BY REBECCA HISCOTT
Disordered breathing during sleep and a shorter duration of slow-wave sleep, or deep sleep, have been linked to dementia-related brain lesions in a new study published in the December 10 online issue of Neurology. People with sleep apnea are especially vulnerable to these brain abnormalities, as are those with conditions like pulmonary hypertension and emphysema, which can cause nocturnal hypoxia — a dangerous dip in blood oxygen levels during sleep, the authors noted.
The investigators pulled data from the Honolulu-Asia Aging Study, a prospective cohort study of Japanese-American men in Honolulu. They examined the records of 167 men who underwent polysomnography around age 84, died an average of six years later, and were autopsied. Sleep tests included measurements of blood oxygen saturation, duration of apnea or hypopnea (shallow breathing during sleep), duration of hypoxemia, and duration of slow-wave sleep. The researchers divided participants into quartiles based on the percentage of time they spent with lower than average blood oxygen saturation during sleep, as well as the time they spent in slow-wave sleep. In a postmortem analysis, they looked for evidence of micro-infarcts, neuronal loss, brain atrophy, neuritic plaques, neurofibrillary tangles, and Lewy bodies.
Obstructive sleep apnea is a recurrent interruption in breathing during sleep. It results from sleep-related muscle relaxation in the upper airway, which leads to a decrease or complete blockage of airflow for brief periods. The blood oxygen level may fall, causing arousals or awakenings that disturb sleep.
The researchers found that participants who had lower blood oxygen levels during sleep were four times as likely to have micro-infarcts, which have been linked to vascular dementia in past research, than those who had more oxygen in the blood. The findings suggest that hypoxia may be the main reason why obstructive sleep apnea can affect cognition, they wrote.
Likewise, participants who spent less time in slow-wave sleep were more likely to have brain atrophy and neuronal loss — which have also been associated with dementia — than those who spent more time in deep sleep. Those who spent more time in short-wave sleep also had less cognitive decline over time, suggesting that short-wave sleep “may protect against cognitive decline, possibly through a reduction in brain atrophy,” the authors wrote.
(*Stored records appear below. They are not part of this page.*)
PR #2092, opened 2023-01-13
New Sinopé switch SP2600ZB SP2610ZB support

claudegel:
This is to add support for new generation of Sinopé switch SP2600ZB and SP2610ZB. They added LightLink cluster which is missing in the first generation.

### DIFF
--- a/zhaquirks/sinope/switch.py
+++ b/zhaquirks/sinope/switch.py
@@ -39,43 +39,20 @@ from zhaquirks.sinope import SINOPE
 SINOPE_MANUFACTURER_CLUSTER_ID = 0xFF01
 
 
-class SinopeMultiControllerManufacturerCluster(CustomCluster):
-    """SinopeMultiControllerManufacturerCluster manufacturer cluster."""
+class SinopeManufacturerCluster(CustomCluster):
+    """SinopeManufacturerCluster manufacturer cluster."""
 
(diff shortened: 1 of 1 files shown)


javicalle (approved):
LGTM

javicalle:
I would suggest to put all the attributes in just one `SinopeManufacturerCluster` and use it everywhere. If attributes are exposed in HA in some way, would require some tuning.
But that is beyond of the scope of the PR.

claudegel:
If I put everything in one SinopeManufacturerCluster, the old device that don't have the 0x1000 cluster in there signature won't be detected properly.

javicalle:
> If I put everything in one SinopeManufacturerCluster, the old device that don't have the 0x1000 cluster in there signature won't be detected properly.

Not the `CustomDevice`s implementations, only the 3 `CustomCluster`:
* `SinopeMultiControllerManufacturerCluster`
* `SinopeLoadControllerManufacturerCluster`
* `SinopeCalypsoControllerManufacturerCluster`

And would use it in all the Sinope `CustomDevice`s

claudegel:
Ok I gonna merge the three CustomCluster into one and add it to this PR

javicalle:
Thanks for your contribution.

javicalle (approved):
LGTM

However, they found no association between blood oxygen saturation or short-wave sleep duration and the hallmark plaques and tangles of Alzheimer’s disease.
“These findings suggest that low blood oxygen levels and reduced slow-wave sleep may contribute to the processes that lead to cognitive decline and dementia,” study author Rebecca P. Gelber, MD, MPH, an internal medicine physician with the VA Pacific Islands Health Care System and the Pacific Health Research and Education Institute in Honolulu, said in a news release. She added, “More research is needed to determine how slow-wave sleep may play a restorative role in brain function and whether preventing low blood oxygen levels may reduce the risk of dementia.”
For patients with sleep apnea, past research has shown that using a continuous positive airway pressure (CPAP) machine can improve cognition, even after dementia has developed, Dr. Gelber added.